Thursday, October 18, 2012

Sumatra 0.4 released

We would like to announce the release of version 0.4.0 of Sumatra, a tool for automated tracking of simulations and computational analyses so as to be able to easily replicate them at a later date.


The biggest change in Sumatra 0.4 is the redesign of the browser-based interface, launched with smtweb. Thanks to the Google Summer of Code program, Dmitry Samarkanov was able to spend his summer working on improving Sumatra, with the results being a much improved web interface, better support for running Sumatra on Windows, and better support for running Matlab scripts with Sumatra. Many thanks to Google and to the INCF as mentoring organisation. In addition to Dmitry's improvements, handling of input and output data files is much improved, and Sumatra now captures and stores standard output (stdout) and standard error (stderr) streams. More details on all of these, plus a bunch of minor improvements and bug fixes, is given below. Finally, Sumatra no longer supports Python 2.5 - the minimum requirement is Python 2.6.

Web interface

The Sumatra browser-based interface runs a local webserver on your computer, and allows you to browse the information that Sumatra captures about your analyses, simulations or other computations, including code versions, input and output data files, parameter/configuration files, the operating system and processor architecture.

The interface has been completely redesigned for Sumatra 0.4, and includes dozens of large and small improvements, including:

  • a more modern, attractive design
  • the ability to select which columns to display in the record list view
  • the ability to search all of your records based on date, tags or full-text
  • side-by-side comparison of records
  • sorting of records based on any column
  • selection of multiple records by clicking or dragging for deletion, comparison and tagging

Furthermore, it is now possible to launch computations from the browser interface.

For more information, see Using the web interface.

Data file handling

In earlier versions of Sumatra, the filename (or rather, the file path relative to a user-defined root) was used as the identifier for input and output data files. The problem with this, of course, is that it is possible to overwrite a given file with new data. For this reason, Sumatra 0.4 now calculates and stores the SHA1 hash of the file contents. If the file contents change, the hash will also change, so that Sumatra can alert you if a file is accidentally overwritten, for example.

Sumatra 0.4 also adds a new data store which automatically archives a copy of the output data from your computations in a user-selected location. This data store is accessible through the API as the ArchivingFileSystemDataStore class, or through the smt command-line interface with the "archive" option to the "init" and "configure" commands.

Finally, Sumatra now allows the user the choice of whether to use an absolute or relative path for the data store root directory. Using a relative path makes projects easier to move and easier to access from other locations (e.g. with symbolic links or NFS).

Matlab support

Sumatra can capture certain information for any command-line tool: input and output data, version of the main codebase, operating system and processor architecture, etc. For dependency information, however (i.e. which libraries, modules or packages are imported/included by your main script), a separate plugin is required for each language. Sumatra already has a dependency tracking plugin for Python and for two computational neuroscience simulation environments, NEURON and GENESIS. Sumatra 0.4 adds dependency tracking for Matlab scripts.

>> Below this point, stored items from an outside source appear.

Issue #6136, opened 2019-02-06
App crashes when trying to get Window info in master


OptimusGREEN:
### Versions

* Python: 2.7
* OS: Android
* Kivy: master
* Kivy installation method: pip

### Description

When trying to get Window info (Window.width etc...) during startup of an app on Android, if using the master branch of kivy then the app crashes as there is no window yet so a None Type error occurs.

This doesn't happen in 1.10.1, it works with no errors in the current stable version of kivy.

This error doesn't occur with master in my build env which is currently linux, only on android.

This issue was briefly discussed here https://github.com/kivy/python-for-android/issues/1655

1.10.1:
apk: [http://optimusgreen.com/dev_test/window_test_kivy1.10.1.apk](url)
log: [https://paste.city/141](url)

master:
apk: [http://optimusgreen.com/dev_test/window_test_kivy_master.apk](url)
log: [https://paste.city/142](url)

The below code is just an example app I made to show the difference in behaviour between 1.10.1 and master. I'm aware that Window.softinput_mode isn't doing anything here.

### Code and Logs

```
import kivy
from kivy.app import App
from kivy.core.window import Window
from kivy.uix.boxlayout import BoxLayout
from kivy.uix.label import Label



kivy.require('1.10.1')
Window.softinput_mode = 'below_target'

class RootWidget(BoxLayout):

    def __init__(self):
        super(RootWidget, self).__init__()

        label = Label(text="This is a test")
        self.add_widget(label)


class WindowTest(App):

    def build(self):
        root = RootWidget()
        return root


if __name__ == '__main__':
    WindowTest().run()
```

OptimusGREEN:
this pr fixes this for me so closing this issue
https://github.com/kivy/python-for-android/pull/1692

PR #6138, opened 2019-02-07
Fix android's sensor orientation

opacam:
Due to the recent sdl2 updates we loosed the `sensor` orientation in android platform.

Resolves: kivy/python-for-android#1688 (this was reported in python-for-android's git but it seems that it is a kivy's issue after all)

Note: I made this pull request starting at commit b47f669 of kivy's master branch, because we use that commit as a version in python-for-android's kivy recipe, as this is the last known kivy's version that works for python-for-android (see issue #6136). This way we can test this pr avoiding that issue.

### DIFF
--- a/kivy/core/window/_window_sdl2.pyx
+++ b/kivy/core/window/_window_sdl2.pyx
@@ -117,9 +117,11 @@ cdef class _WindowSDL2Storage:
                 orientations = 'Portrait'
             elif env_orientations == 'landscape':
                 orientations = 'LandscapeLeft'
+            elif env_orientations == 'sensor':
+                orientations = 'sensor'
             else:
                 Logger.warning(('Could not satisfy Android orientation "{}", only '
-                               '{{portrait,landscape}} are currently supported. '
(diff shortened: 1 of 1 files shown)


opacam:
Yes, it works, I tested for python2 and python3 modifying p4a's test apps and the kivy recipe (l also tested in one of my apps which had that problem, python3).

Here are a `gist` with a patch to test this pr with some p4a's `testapps` (the ones with openssl and sqlite):

https://gist.github.com/opacam/8ffc6ae140bee1ef74bc1e5a96a9bc01

inclement:
Okay, that is the code I was referring to above, but I didn't realise that if it fails to set anything the default is already to use the sensor. That's okay then, thanks for the fix.

inclement:
I hope you don't find the welcome bot too patronising :<

JonasT:
@inclement @opacam I'm wondering, wouldn't `user` orientation also need this sort of fix? (I'm not using kivy so I can't test, but I wondered since `user` is what I usually use and seems the most natural to me since it essentially obeys whatever the user sets)

PR #6146, opened 2019-02-08
Fixes travis FBO tests

tito:
The current FBO tests were calling render() function, but Fbo.draw() was already working. In addition, the render() output potentally the window output to the Fbo, which screw it in the end.

Just fbo.draw() and check the content works as intented.


opacam:
I close this pull request, because @tito asked me to move this work into pull request #6148, so we can have this fix and the pep8 fixes I made in there together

Recording of stdout and stderr

Sumatra 0.4 now supports recording and storage of the standard output and standard error streams from your scripts.

Other new features

  • added support for JSON-format parameter files;
  • added smt export command, which allows the contents of a Sumatra record store to be exported in JSON format;
  • more information is now printed by smt list --long;
  • the Python dependency finder now supports scripts run with Python 3 (although Sumatra itself still needs Python 2);
  • can now specify HttpRecordStore username and password as part of the URL passed to smt init;
  • added support for markup using reStructuredText in the project description
  • it is no longer required to have a script file, which makes it possible to use Sumatra with your own compiled executables. Further support for compiled languages is planned for the next release.

Download, support and documentation

The easiest way to get the latest version of Sumatra is

  $ pip install sumatra

Alternatively, Sumatra 0.4.0 may be downloaded from PyPI or from the INCF Software Center. Support is available from the sumatra-users Google Group. Full documentation is available on PyPI.